### What to work on
Reproduce the data exactly, leaving nothing out.

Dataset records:
PR #484, opened 2015-06-24
Dockerfile remove GEM_HOME

gabetax:
By creating /bundle and then installing a gem into it, it prevents zdi from mounting a docker volume to /bundle in development mode, which causes a repeated bundling that gets thrown away between runs. zendesk/docker-images#543 ensures that we have bundler installed even if we change with GEM_HOME, so this line should no longer be necessary.

/cc @zendesk/runway

### DIFF
--- a/Dockerfile
+++ b/Dockerfile
@@ -5,7 +5,6 @@ RUN wget -qO- https://deb.nodesource.com/gpgkey/nodesource.gpg.key | apt-key add
 RUN echo 'deb https://deb.nodesource.com/node_0.12 jessie main' > /etc/apt/sources.list.d/nodesource.list
 RUN apt-get update && apt-get install -y nodejs
 
-ENV GEM_HOME=/bundle
 RUN gem update --system
 RUN gem install bundler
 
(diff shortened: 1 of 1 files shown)


grosser:
:+1:

Dockerfile
```diff
@@ -5,7 +5,6 @@ RUN wget -qO- https://deb.nodesource.com/gpgkey/nodesource.gpg.key | apt-key add
 RUN echo 'deb https://deb.nodesource.com/node_0.12 jessie main' > /etc/apt/sources.list.d/nodesource.list
 RUN apt-get update && apt-get install -y nodejs
 
-ENV GEM_HOME=/bundle
 RUN gem update --system
 RUN gem install bundler
```
grosser: that bundle + gem install should also no longer be necessary ?

gabetax: I was thinking it could be handy to get the latest gem and bundler for production images on build, but it looks like the 2.2.2 tag on Dockerhub is [regularly updated](https://github.com/docker-library/ruby/tree/master/2.2) with the latest.

grosser:
go forth and merge :)
also a new build / release would be great :)

gabetax:
built and released.

grosser:
:heart:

### Written solution
PR #484, opened 2015-06-24
Dockerfile remove GEM_HOME

gabetax:
By creating /bundle and then installing a gem into it, it prevents zdi from mounting a docker volume to /bundle in development mode, which causes a repeated bundling that gets thrown away between runs. zendesk/docker-images#543 ensures that we have bundler installed even if we change with GEM_HOME, so this line should no longer be necessary.

/cc @zendesk/runway

### DIFF
--- a/Dockerfile
+++ b/Dockerfile
@@ -5,7 +5,6 @@ RUN wget -qO- https://deb.nodesource.com/gpgkey/nodesource.gpg.key | apt-key add
 RUN echo 'deb https://deb.nodesource.com/node_0.12 jessie main' > /etc/apt/sources.list.d/nodesource.list
 RUN apt-get update && apt-get install -y nodejs
 
-ENV GEM_HOME=/bundle
 RUN gem update --system
 RUN gem install bundler
 
(diff shortened: 1 of 1 files shown)


grosser:
:+1:

Dockerfile
```diff
@@ -5,7 +5,6 @@ RUN wget -qO- https://deb.nodesource.com/gpgkey/nodesource.gpg.key | apt-key add
 RUN echo 'deb https://deb.nodesource.com/node_0.12 jessie main' > /etc/apt/sources.list.d/nodesource.list
 RUN apt-get update && apt-get install -y nodejs
 
-ENV GEM_HOME=/bundle
 RUN gem update --system
 RUN gem install bundler
```
grosser: that bundle + gem install should also no longer be necessary ?

gabetax: I was thinking it could be handy to get the latest gem and bundler for production images on build, but it looks like the 2.2.2 tag on Dockerhub is [regularly updated](https://github.com/docker-library/ruby/tree/master/2.2) with the latest.

grosser:
go forth and merge :)
also a new build / release would be great :)

gabetax:
built and released.

grosser:
:heart:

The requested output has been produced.